The Core Thesis: Prevention Over Cleanup

Both speakers, Amaia Rodriguez (CEO and co-founder of Gravity Wave) and Katrin Schuhen (CEO and founder of Wasser 3.0), converged on a fundamental message. Treating pollution after it enters waterways is inefficient, costly, and incomplete. The real solution lies upstream, where waste originates. Katrin articulated this powerfully: “The ocean is not the trash bin, and it is not a filter,” she emphasized, noting that once pollutants enter aquatic systems, they persist indefinitely in sediments, accumulating in food chains and ecosystems.
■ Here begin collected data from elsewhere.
PR #284, opened 2022-12-11
Fixes issue #193 Jail Protection

### LINKED ISSUE #193: Jail protection
The following restrictions should be implemented for the jail map:
- You cannot drop items in jail (message box)
- You cannot trade in jail (message box)
- You cannot use global in jail (status message)

CoderDanUK:
+ Status message for using global chat
+ Status message for trading in jail

+ Protection against "Sending" a message from jail
+ Protection from using "~" in jail

+ Dialog box for trading in jail

image

image

Fixes #193


EOLib/Domain/Map/CurrentMapStateRepository.cs
```diff
@@ -46,6 +46,8 @@ public interface ICurrentMapStateProvider
 
         short JailMapID { get; }
 
+        bool IsJail { get; }
```
ethanmoffat, line 49: Even if it's a readonly propery, add this to `ICurrentMapStateRepository` too for consistency

EOLib.Graphics/NativeGraphicsLoader.cs
```diff
@@ -23,14 +23,14 @@ public IImage LoadGFX(GFXTypes file, int resourceValue)
             }
             catch (ArgumentException)
             {
-#if DEBUG
+#if DEBUG && THROW_ON_TEXTURE_FAILURE
```
ethanmoffat: I _want_ this to throw by default if a texture is missing.
a) Main clone is currently using fanfic textures. If one is missing, updating those is an exercise for the user. I'll support them eventually but not yet
b) Connecting to a server with custom assets (e.g. BU) is also an exercise for the user

I don't want potential gfx loading issues to be hidden. In release mode it's fine to not crash, in debug mode it should be obvious that something is wrong

EndlessClient/Controllers/ChatController.cs
```diff
@@ -85,6 +90,15 @@ public void SelectChatTextBox()
             _chatTextBoxActions.FocusChatTextBox();
         }
 
+        public void ClearAndWarnIfJailAndGlobal()
+        {
+            if (!_currentMapStateProvider.IsJail) return;
```
ethanmoffat, line 95: Combine these `if`s to a single `if` statement

EndlessClient/HUD/Controls/HudControlsFactory.cs
```diff
@@ -416,6 +416,7 @@ private ChatTextBox CreateChatTextBox()
             };
             chatTextBox.OnEnterPressed += (_, _) => _chatController.SendChatAndClearTextBox();
             chatTextBox.OnClicked += (_, _) => _chatController.SelectChatTextBox();
+            chatTextBox.OnTextChanged += (_, _) => _chatController.ClearAndWarnIfJailAndGlobal();
```
ethanmoffat, line 419: I'm not familiar with this behavior, is this what the vanilla client does?

EOLib.Graphics/NativeGraphicsLoader.cs
CoderDanUK: Ah apologies I thought I removed this from the pr, I checked it in by mistake. It was so that I could experience bald missing graphics on clone without crashing 💀

EndlessClient/HUD/Controls/HudControlsFactory.cs
CoderDanUK: It is yeah, I can get a video of it if you like. Although... Client does go one extra and appears to check the message box on a regular interval rather than on keypress...

For example, this implementation will allow endlessclient to type a global message in aeven, walk in to jail and the message will still be there. However, when they try to send, they will be prevented from being able to send the message anyway. 

In the vanilla client, if you type a global message then walk in to jail, the client has a small delay and removes the message within a couple hundred microseconds it seems. 

The other thing I could add to this pr is this same chatbox check and run that check on map warp too.

EOLib/Domain/Map/CurrentMapStateRepository.cs
CoderDanUK: done

EndlessClient/Controllers/ChatController.cs
CoderDanUK: done

EndlessClient/HUD/Controls/HudControlsFactory.cs
ethanmoffat: Keeping parity with the original client is important to me for this project, so as long as the original client does it, I'm fine with it. I just haven't played around with the behavior and wasn't able to test it when I was reviewing.

For the map change chat box clear, that would be nice to have. You can take a look at `MapChangedActions`, that's probably where you'd want to add it if the map is the jail map.

CoderDanUK: this is vanilla with some trash quality https://youtu.be/0qw7OS7Pi_c

PR #287, opened 2022-12-12
Implement Player Ghosting

DanDecrypted:


EOLib/Domain/Character/WalkValidationActions.cs
```diff
@@ -16,6 +24,10 @@ public class WalkValidationActions : IWalkValidationActions
         private readonly ICurrentMapStateProvider _currentMapStateProvider;
         private readonly IUnlockDoorValidator _unlockDoorValidator;
 
+        private DateTime? _startedGhosting = null;
+        private Character _currentlyGhosting = null;
```
ethanmoffat, line 28: One thing I'm not big on is storing state in this class directly. My ideal goal was to have state represented by repository/provider(s) throughout the code base, but there are a number of services that also have their own private state (see: `Characteranimator`). With the `Actions` layer though I would like to avoid it; I think it makes sense to introduce a repository for these objects.

EndlessClient/Input/UnwalkableTileActions.cs
```diff
@@ -74,26 +74,9 @@ public IReadOnlyList<UnwalkableTileAction> GetUnwalkableTileActions(IMapCellStat
...
-            //            EOResourceID.STATUS_LABEL_KEEP_MOVING_THROUGH_PLAYER);
-            //        if (_startWalkingThroughPlayerTime == null)
-            //            _startWalkingThroughPlayerTime = DateTime.Now;
-            //        else if ((DateTime.Now - _startWalkingThroughPlayerTime.Value).TotalSeconds > 5)
-            //        {
-            //            _startWalkingThroughPlayerTime = null;
-            //            goto case TileInfoReturnType.IsTileSpec;
-            //        }
-            return UnwalkableTileAction.Character;
+            return cellState.Warp.Match(
```
ethanmoffat, line 77: Is there a reason you did this in `WalkValidationActions` rather than here in `UnwalkableTileActions`?

I think my plan for this feature was to `return UnwalkableTileActions.Character` here and have the `ArrowKeyController` handle it accordingly (start ghosting, walk through after X seconds). IMO handling ghosting doesn't really belong in `WalkValidationActions` because it's a bit beyond the scope of validating if a walk can happen

EOLib/Domain/Character/WalkValidationActions.cs
```diff
@@ -27,10 +39,31 @@ public class WalkValidationActions : IWalkValidationActions
...
+            if (_currentlyGhosting == null)
+                return;
+
+            var mc = _characterProvider.MainCharacter;
+            var playersXDiff = Math.Abs(mc.RenderProperties.MapX - _currentlyGhosting.RenderProperties.MapX);
+            var playersYDiff = Math.Abs(mc.RenderProperties.MapY - _currentlyGhosting.RenderProperties.MapY);
+            var playersAreNextToEachother =  playersXDiff == 1 || playersYDiff == 1;
+            var playersAreOnTopOfEachother = playersXDiff == 0 && playersYDiff == 0;
+
+            var timerHasBeenTooLong = _finishedGhosting.HasValue ? (DateTime.Now - _finishedGhosting.Value).TotalSeconds > 2 : false;
```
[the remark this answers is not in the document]
ethanmoffat: This could also be reduced to `_finishedGhosting.HasValue && (DateTime.Now - _finishedGhosting.Value).TotalSeconds > 2`

EOLib/Domain/Character/WalkValidationActions.cs
CoderDanUK: This has now been moved into a `GhostingRepository`

EOLib/Domain/Character/WalkValidationActions.cs
```diff
@@ -16,6 +24,10 @@ public class WalkValidationActions : IWalkValidationActions
         private readonly ICurrentMapStateProvider _currentMapStateProvider;
         private readonly IUnlockDoorValidator _unlockDoorValidator;
 
+        private DateTime? _startedGhosting = null;
```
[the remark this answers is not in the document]
CoderDanUK: This greatly simplifies the logic too because you can do Timer.Start() and Timer.Stop() for finished trying to ghost

EndlessClient/Controllers/ArrowKeyController.cs
```diff
@@ -101,24 +110,35 @@ private void FaceOrAttemptWalk(EODirection direction)
...
-            else
-            {
-                _characterAnimationActions.StartWalking(Option.None<MapCoordinate>());
+            _walkValidationActions.ClearGhostingCacheIfNeeded();
 
-                var coordinate = new MapCoordinate(
-                    _characterProvider.MainCharacter.RenderProperties.MapX,
-                    _characterProvider.MainCharacter.RenderProperties.MapY);
-                _spikeTrapActions.HideSpikeTrap(coordinate);
+            var walkValidationResult = _walkValidationActions.CanMoveToDestinationCoordinates();
```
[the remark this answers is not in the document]
CoderDanUK: Well that was part of the reason for implementing the _finishedGhosting time being +1 second after the ghosting threshold, to give it that second window to actually go through with the ghost walk. You are right though that in this current implementation, if you spam an arrow key fast enough you will go through the player so some more thought needs to be had around this, but I like the progress of using a ghosting repository to group the logic together nicely - so good call on that!

EndlessClient/Rendering/ContextMenuRenderer.cs
```diff
@@ -122,6 +126,7 @@ private enum MenuAction
         public override void Initialize()
         {
             base.Initialize();
+            _sfxPlayer.PlaySfx(SoundEffectID.ButtonClick);
```
ethanmoffat, line 129: I'd avoid a `_sfxPlayer` call here, the paradigm for `Initialize()` is really more for setting up the control. Maybe this belongs in the `ContextMenuRendererFactory`?

ethanmoffat: Or even better, where the factory method gets called. Something about having an SFX plays with every call to `Initialize` on a class feels wrong to me, I'd rather have it tied to an action instead

EOLib/Domain/Character/GhostingRepository.cs
```diff
@@ -0,0 +1,86 @@
+﻿using System;
+using System.Collections.Generic;
+using System.Diagnostics;
+using AutomaticTypeMapper;
+
+namespace EOLib.Domain.Character
+{
+
+    public interface IGhostingRepository : IResettable
```
ethanmoffat, line 9: This is mixing the concepts of `Repository` and `Service`

1. Services are stateless* classes that do a thing
2. Repositories or Providers are classes that store a thing (mapped to the same implementation in IoC, provider is read-only, repository is read/write)
3. Actions coordinate between services and repositories/providers. Data from repositories/providers is passed to services, operated on, and then updated in said repositories/providers accordingly.

So for this class: if you want a repository, break out the state into something with get/setters. Inject a provider if the consumer only needs read access, otherwise inject a repository. I think the operations are probably suited to `WalkValidationActions`, but the state should be stored in a provider/repository.

*Sometimes they aren't stateless, but the goal is that they should be. `InventoryService` is a good example of a service that doesn't hold any state and just does a thing. Same with `NumberEncoderService`.

EndlessClient/Input/UnwalkableTileActions.cs
ethanmoffat: > this could perhaps be in a better location around the arrow key handler or something perhaps

That's basically what I'm suggesting. Do the handling code at the `ArrowKeyController` level. WalkValidationActions doesn't really change, just indicates that a character is there, and if you get `Character` for more than {x} seconds the controller lets you pass through.

I haven't played around with this yet though - so maybe there's something I'm not thinking of as to why it doesn't work.

EndlessClient/Rendering/ContextMenuRenderer.cs
ethanmoffat: Resolved in split-out PR for SFX stuff

EOLib/Domain/Character/GhostingRepository.cs
ethanmoffat: Resolved via local refactor (to be pushed)

EndlessClient/Input/UnwalkableTileActions.cs
ethanmoffat: This seems fine now that I've played around with it more. The way I've split the data vs methods out from the existing `GhostingRepository` it makes sense to keep this contained within `WalkValidationActions`.

EndlessClient/Controllers/ArrowKeyController.cs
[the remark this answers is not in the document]
ethanmoffat: Fixed in local commit

ethanmoffat (approved):

PR #291, opened 2022-12-19
Fix stat display on login

sorokya:
Apparently wis/int are flipped just for the welcome packet.. So dumb lol


ethanmoffat:
holy shit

This prevention-first approach reflects a critical understanding of marine systems. Whereas cleanup efforts address symptoms, prevention addresses root causes by stopping waste from reaching oceans in the first place. Such a shift represents not merely a tactical adjustment but a fundamental recalibration of how society manages resources and production.

Speaker Insights

Gravity Wave: From Collection to Prevention

Amaia Rodriguez presented Gravity Wave’s evolution over nearly six years of operations. The company began by collecting abandoned fishing nets and marine plastic through partnerships with traditional fishermen across the Mediterranean, Atlantic, and now North African regions. Remarkably, Gravity Wave discovered that over 40 percent of collected plastic comprises fishing gear and ghost nets, demonstrating a concentrated pollution source that could be systematically addressed.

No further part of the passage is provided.